Keynote Speakers




Catia Trubiani, Gran Sasso Science Institute (GSSI), Italy 

Title:

Predicting is better than Repairing, a tale on Software Performance degradation 

Abstract:

Anticipating the performance degradation of complex software systems is not trivial, even more so when systems are exposed to multiple sources of uncertainty, e.g., heterogeneous workloads leading to fluctuations in resource demands. The goal of this talk is to present some methodologies on how to interpret the performance analysis results with the goal of predicting software performance degradation and avoiding expensive repair actions. Recent results on real-world java applications and microservices will be presented, along with challenges and open research directions. 

Short bio:

Catia Trubiani is Associate Professor at the Gran Sasso Science Institute (GSSI), Italy. Among various national and international projects, she recently received funding by the call MUR-PRIN'22 under the Young Line action, and acting as scientific coordinator of the project. Her main research interests include the quantitative modelling and analysis of interacting heterogeneous distributed systems. More information: http://cs.gssi.it/catia.trubiani .




Enrico Vicario, University of Florence, Italy 

Title:

Leveraging non-Markovian models for the integration of model-based and data-driven approaches 

Abstract:

Quantitative evaluation of stochastic models plays a crucial role in the development and operation of a wide range of systems, applications, and processes, with notable applications in mastering the intertwined effects of concurrency and timing.

Validity and ease of generation of these models can now benefit from the growing spread of data technologies and data driven approaches, enabling combination of a-priori knowledge acquired by-design or by-contract together with parameters that are better learnt from observations.

To this end, representation of timings beyond the limit of memoryless Markovian behaviour largely improves the expressivity of models and their ability to retain observed or predefined characteristics. However, this also poses a hard challenge to make the same models amenable to efficient and tool-supported solution for practical implementation of quantitative analytics.

This talk will overview the Oris tool and its underlying Sirio library. We will illustrate how this platform can be used in generation and analysis of models that combine timing constraints enforced by-design with stochastic parameters capturing observed behaviour.

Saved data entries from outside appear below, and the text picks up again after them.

PR #24, opened 2021-07-04
OPTM-49 Implemented OPTM-49 code review comments

guisedlythe:


lib/services/network_info_service.dart
```diff
@@ -20,29 +20,30 @@ class NetworkInfoService with LogMixin, ChangeCallbackProvider {
...
 
       return value;
     });
   }
 
   Future<String?> _detectSsid() async {
-    l.info('detecting ssid');
-    if (kIsWeb || !(Platform.isAndroid || Platform.isIOS)) return null;
+    logger.info('detecting ssid');
+    final isMobileDevice = Platform.isAndroid || Platform.isIOS;
```
JacobRoe: This line throws in the browser version because the browser doesn't have access to the Platform class (thus the network section in the settings screen just shows the text error). That's the reason why I put it after the `kIsWeb` check. A working alternative would be to make isMobileDevice a function that returns the result.

JacobRoe (commented):
Just skimmed through it really quick. Looks good overall but the "is mobile"-check in the `network_info_service.dart` file in the method `_detectSsid()` throws in the browser. See my comment for more infos.

firstdayofjune (approved):
Thanks for the changes.

PR #27, opened 2021-07-07
Fix code metrics warnings

JacobRoe:
OPTM-88, OPTM-89

The warnings are intentionally ignored.

The _long-method_ warnings are ignored in
- app_module.dart
- dependencies_provider.dart

because in both cases similar things are done in almost all lines. In the former file initializing the dependency graph for our app and in latter providing those dependencies into the widget tree. One could possibly reduce the lines either by grouping some parts or extracting every dependency into their own methods but I argue it would more likely reduce the readability in this case.

The _long-parameter-list_ warnings are ignored in
- platform_database_factory.dart
- yes_no_dialog.dart

because in the former file the class extends `DatabaseFactory` and overrides a method. Therefore, we can't change the method declaration. The latter, on the other hand, is a UI component and it's very common in Flutter to have a multitude of options for `Widget`s. (As a comparison see also the Flutter method `showGeneralDialog`, which even has a lot more options.)

The last case in the `SettingsScreen` widget is explained in an accompanying comment.

To my surprise those were the only warnings, thus I instantly fixed them all. (For that reason, this includes OPTM-89.)

### DIFF
--- a/lib/config/app_module.dart
+++ b/lib/config/app_module.dart
@@ -19,6 +19,7 @@ import 'package:sembast/sembast.dart';
 import 'package:shared_preferences/shared_preferences.dart';
 
 class AppModule {
+  // ignore: long-method
   Future<void> initialize(Injector injector) async {
     injector.dispose();
     injector = Injector();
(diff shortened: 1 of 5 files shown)


guisedlythe (approved):
LGTM.

Nice way of fixing code style warnings: just ignore them!
Jokes aside, I agree that all these warnings should just be ignored.
I also think that splitting the dependency and change notifier creation methods arbitrarily just to have less lines of code in one method does not improve our code quality. It is pretty stupid that the overridden method from an external package gives us a warning... I also don't see the reason for the long parameter list warning when you use named parameters that are not required.

PR #34, opened 2021-07-11
OPTM-75 Improved P2P

guisedlythe:
- A bit of refactoring in P2P related services (i.e. peer service, peer info service)
- Added (more) tests for the peer info service and peer service
- Can now have more than one peer location for a single peer (the functionality was there before, but very buggy and limited)
- Sync will try the locations consecutively. The peer location used for a successful sync will be moved to the front of the list
- Added button/tile in the device list screen to make adding locations to peer easier

Does not include:
- Detection if peer is already connected and using the existing connection
- Forwarding sync to other peers (broadcast / flooding of task list messages)


guisedlythe:
Discussed changes to the device list screen:
- Use collapsible cards to show peer infos and option to sync to specifc peer, delete it (only the information an uninformed user would need to know)
- Opening the collapsible shows more detailed information (i.e. peer locations, button to add new peer location to the peer info, ability to only try to sync with one specific peer location)

Some bugs:
- Adding a new peer resets the peer Status

guisedlythe:
I changed the device screen to use tiles. It now looks like this:
device_list

guisedlythe:
This PR now includes #33 because the list not refreshing on  some changes was very annoying

PR #35, opened 2021-07-11
OPTM-83 Error popup no sync

guisedlythe:
This PR uses #34

Adds an error popup when syncing to an active device or trying to connect to a created one fails.


lib/screens/devices/device_list_screen.dart
```diff
@@ -209,12 +321,67 @@ class _DeviceListScreenState extends State<DeviceListScreen> {
...
+            ? peerInfo
+            : peerInfo.copyWith(locations: [peerLocation]))
+        .then((success) {
+      if (!success) {
+        showDialog(
+          context: context,
+          builder: (context) => SimpleErrorPopupDialog(
+            'Sync Unsuccessful',
+            peerLocation == null
+                ? 'Could not sync with peer using "${peerInfo.name}"'
```
Tan-jay: could we change the message to 
```
? 'Could not sync with "${peerInfo.name}"'
: 'Could not sync with "${peerInfo.name}" using $location'
```
? 

and if there is an easy way to add the actual error like 'invalid location' or something? But don't waste your time on it, only when its quick

lib/screens/devices/device_list_screen.dart
```diff
@@ -209,12 +321,67 @@ class _DeviceListScreenState extends State<DeviceListScreen> {
...
+          : peerInfo.copyWith(locations: [peerLocation]),
+    )
+        .then((success) {
+      if (!success) {
+        showDialog(
+          context: context,
+          builder: (context) => SimpleErrorPopupDialog(
+            'Connection Unsuccessful',
+            peerLocation == null
+                ? 'Could connect to peer "${peerInfo.name}"'
```
Tan-jay: Could **not** connect to 😊
maybe also like this:
```
? 'Could not connect to "${peerInfo.name}"'
: 'Could not connect to "${peerInfo.name}" using ${peerLocation.uri}'
```

lib/screens/devices/device_list_screen.dart
```diff
@@ -158,28 +247,50 @@ class _DeviceListScreenState extends State<DeviceListScreen> {
...
+            ),
           ),
         IconSlideAction(
           caption: 'Delete',
           color: Colors.red.shade400,
           icon: Icons.delete,
-          onTap: () => viewModel.remove(peerInfo),
+          onTap: () => YesNoDialog.show(
+            context,
+            title: 'Delete Peer Location',
```
Tan-jay: maybe just "Delete Location" ?

lib/screens/devices/device_list_screen.dart
```diff
@@ -158,28 +247,50 @@ class _DeviceListScreenState extends State<DeviceListScreen> {
...
+            description:
+                'Do you really want to delete the peer location "${peerLocation.uri}" from the peer "${peerInfo.name}" with ID "${peerInfo.id}"?',
```
Tan-jay: unfortunately the text is too long for the showDialog
IMG_3434

this would work (considering a normal input) :
`'Do you really want to delete the location "${peerLocation.uri}" from "${peerInfo.name}"?'`

lib/screens/devices/device_list_screen.dart
```diff
@@ -117,31 +118,119 @@ class _DeviceListScreenState extends State<DeviceListScreen> {
...
+            textAlign: TextAlign.left,
+          ),
+        ),
+        Spacer(),
+        ..._buildSyncOrConnectButton(viewModel, peerInfo),
+        SizedBox(width: 5),
+        IconButton(
+          onPressed: () => YesNoDialog.show(
+            context,
+            title: 'Delete Peer',
```
Tan-jay: Better `Delete Device`

lib/screens/devices/device_list_screen.dart
```diff
@@ -158,28 +247,50 @@ class _DeviceListScreenState extends State<DeviceListScreen> {
...
-        'ID: ${peerInfo.id!}',
-      ),
+      child: _buildPeerLocationEntry(peerLocation),
+    );
+  }
+
+  Widget _buildAddPeerLocationTile(BuildContext context, PeerInfo peerInfo) {
+    return ListTile(
+      leading: Icon(Icons.add),
+      title: Text('Add Peer Location'),
```
Tan-jay: Just: `Add Location` or `Add Device Location` ?

lib/security/key_helper.dart
```diff
@@ -80,13 +80,20 @@ class KeyHelper with LogMixin {
...
+      try {
+        outputOffset += engine.processBlock(
+          input,
+          inputOffset,
+          chunkSize,
+          output,
+          outputOffset,
+        );
+      } on ArgumentError catch (e) {
+        // TODO: this is very implementation defined
```
Tan-jay: what does this mean? 
shouldn't it always throw an exception when this ArgumentError appears?

lib/screens/devices/device_list_screen.dart
```diff
@@ -158,28 +247,50 @@ class _DeviceListScreenState extends State<DeviceListScreen> {
...
+      onTap: () => _openDeviceForm(context, template: peerInfo),
```
Tan-jay, line 293: this opens the form with the title `Add Device`
IMG_3435

Maybe better to create a new form which just contains the IP Address and Location? Its a bit dangerous to change the Public Key by mistake

lib/screens/devices/device_list_screen.dart
```diff
@@ -117,31 +118,119 @@ class _DeviceListScreenState extends State<DeviceListScreen> {
...
+        ),
+        Spacer(),
+        ..._buildSyncOrConnectButton(viewModel, peerInfo),
+        SizedBox(width: 5),
+        IconButton(
+          onPressed: () => YesNoDialog.show(
+            context,
+            title: 'Delete Peer',
+            description:
+                'Do you really want to delete the peer "${peerInfo.name}" with ID "${peerInfo.id}"?',
```
Tan-jay: device instead of peer :)

lib/services/peer_info_service.dart
```diff
@@ -20,23 +20,62 @@ class PeerInfoService with ChangeCallbackProvider {
           .where((peerInfo) => peerInfo.id != null && peerInfo.name.isNotEmpty)
           .map((peerInfo) => MapEntry(peerInfo.id!, peerInfo.name)));
 
-  Future<void> upsert(PeerInfo peerInfo) async {
-    await _repository.upsert(peerInfo);
+  Future<void> upsert(
+    PeerInfo peerInfo, {
+    bool mergeWithExistent = true,
```
Tan-jay: this should always be true? mergeWithExistent can be removed and just checking for peerInfo.id != null :)

lib/services/peer_info_service.dart
```diff
@@ -20,23 +20,62 @@ class PeerInfoService with ChangeCallbackProvider {
...
+  }) async {
+    if (mergeWithExistent && peerInfo.id != null) {
+      await _repository.runTransaction((txn) async {
+        final existentPeerInfo = await _repository.get(peerInfo.id!, txn: txn);
+        if (existentPeerInfo != null) {
+          existentPeerInfo.locations
+              .forEach((location) => peerInfo.addPeerLocation(location));
+
+          // if existent peer info is active and the public key is the same, the new peer info should also be active
+          if (existentPeerInfo.status == Status.active &&
```
Tan-jay: This doesn't matter, the updated one should aways have the status of the existentPeerInfo.
A updates B's publicKey => B still has the correct publicKey of A, no introductionMessage (key exchange) needed

Tan-jay (commented):
- sorry for the insane huge images :D to lazy to resize now...

Really cool  :)
with the error pop up (OPTM-83) i had one issue: When you add an invalid ip address (spaces) you won't get a error message
IMG_3432 2
Bildschirmfoto 2021-07-19 um 23 18 28

for the device list (OPTM-114): mostly some things like wording changes, i would always go with device instead of peer (probably a normal user doesn't know what a peer is 😅) 

and OPTM-75: the "do you really want to delete" messages are too long and not everything is displayed and when there is an invalid location (with special characters) then the sync / updating the list doesn't work

lib/screens/devices/device_list_screen.dart
guisedlythe: I just marked the name, id, public key as readOnly and changed the title. I am too lazy to create a new form for this...

lib/screens/devices/device_list_screen.dart
guisedlythe: I removed the `maxLines: 4` for the `Text` in the YesNoDialog and added `scrollable: true` for the `AlertDialog`. It should now all be visible and in the worst case there should be a scroll bar.

guisedlythe:
Thank you for the detailed review.

As for the spaces in IP field there should now be the typical error when you try to sync. Additionally, IPs with spaces are now not allowed when creating new devices. Completely validating the IP/Domain is probably too difficult because domains can have very weird names.

lib/screens/devices/device_list_screen.dart
Tan-jay: 🙌 that's totally cool!

lib/screens/devices/device_list_screen.dart
Tan-jay: thats awesome! Could we just replace the peer again? 🙏
`'Do you really want to delete the location "${peerLocation.uri}" from the device "${peerInfo.name}" with ID "${peerInfo.id}"?'`

Tan-jay (dismissed):
thanks for the quick adaption! 
just one peer left, if you could replace it 🤓

and one more thing, when adding characters (invalid input) for the port you cannot submit it - also don't get an error message  (sorry this was the whole time like this and is not related to your PR, just tested it now) 
`Another exception was thrown: FormatException: Invalid radix-10 number (at character 1)`
if you could add a check there as well, would be awesome!!

but if there is no time left, let's just merge and i can have a look tomorrow as well for that :)

Tan-jay (approved):
perfect, thank you! 😊

PR #868, opened 2021-02-02
kernelinfo.c fix

off-by-1-error:
A simple fix for kernelinfo.c, because it used to only compile on x86 and x64 systems. It now produces the same results as the kernelinfo_gdb script. 

Tested on x86, x64, arm, and mips.


AndrewFasano:
Looks great. Nice job with this!

PR #869, opened 2021-02-04
Fix memory leak in OSI in_shared_object

jamcleod:
According to the tests in osi_linux, the `mappings` GArray is an owned GArray (link below), so this should be correct, however I do not have anything that uses this on hand to properly regression test against.

https://github.com/panda-re/panda/blob/c9b275ec2ffd8cb45f98dff5b4fc90e7ef6b3836/panda/plugins/osi_linux/osi_linux.cpp#L580-L586


tnballo:
Great find, thanks!

PR #875, opened 2021-02-12
Pypanda: Update FileFaker & IoctlFaker

KevinCooper:
This PR is to fix and add the following items:
- Ignore string decode errors in IoctlFaker to prevent crashing during run
- Set the buffer to None instead of an exception if the IoctlFaker is unable to read a memory region
- Allow the user to specify a custom file on disk for `replace_file` instead of being hard coded to `/etc/passwd`
- Move the log statement down for `file_faker.write` since it requires `new_data`.  Removed the `self.` for `offset` since it is a local variable, not a class variable.
- Update `file_fake` test to include a test for writing data to the faked file in the emulated OS.

### DIFF
--- a/panda/python/core/pandare/extras/file_faker.py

We will mention the underpinning theoretical principles and further challenges for development of theory and practice quantitative evaluation of non-Markovian models .

Short bio:

Enrico Vicario is a Full Professor of Informatics Engineering, Head of the Department of Information Engineering of the University of Florence, Director of the Sw Technologies Lab (https://stlab.dinfo.unifi.it/).

 

He works in the area of Software Engineering, with a twofold focus on applications and methods of quantitative evaluation of stochastic models and on the practice of software development.  He is author of more than 150 papers indexed on Scopus.

 

He serves as chair of the steering committee of QEST and General Chair of ISSRE'23, and has repeatedly served in the Program Committee of major conferences in the area of quantitative evaluation, including QEST, ISSRE, DSN, EDCC, EPEW, FORMATS, ICPE, ECMS, ValueTools.

He is a faculty member of the PhD program in Smart Computing, jointly delivered by the Universities of Florence, Pisa, and Siena  (http://smartcomputing.unifi.it/).

 

He carries a continuous activity of experimentation and technological transfer in the area of SW architecture and engineering, and is cofounder and scientific director of two spin-offs of the University of Florence: Jaewa (www.jaewa.com), active since year 2013; and Wedge Engineering (https://www.wedge.srl/), active since February 2022.

 

He is scientific leader for the development of the Oris tool and Sirio Java library for production and evaluation of stochastic models (www.oris-tool.org).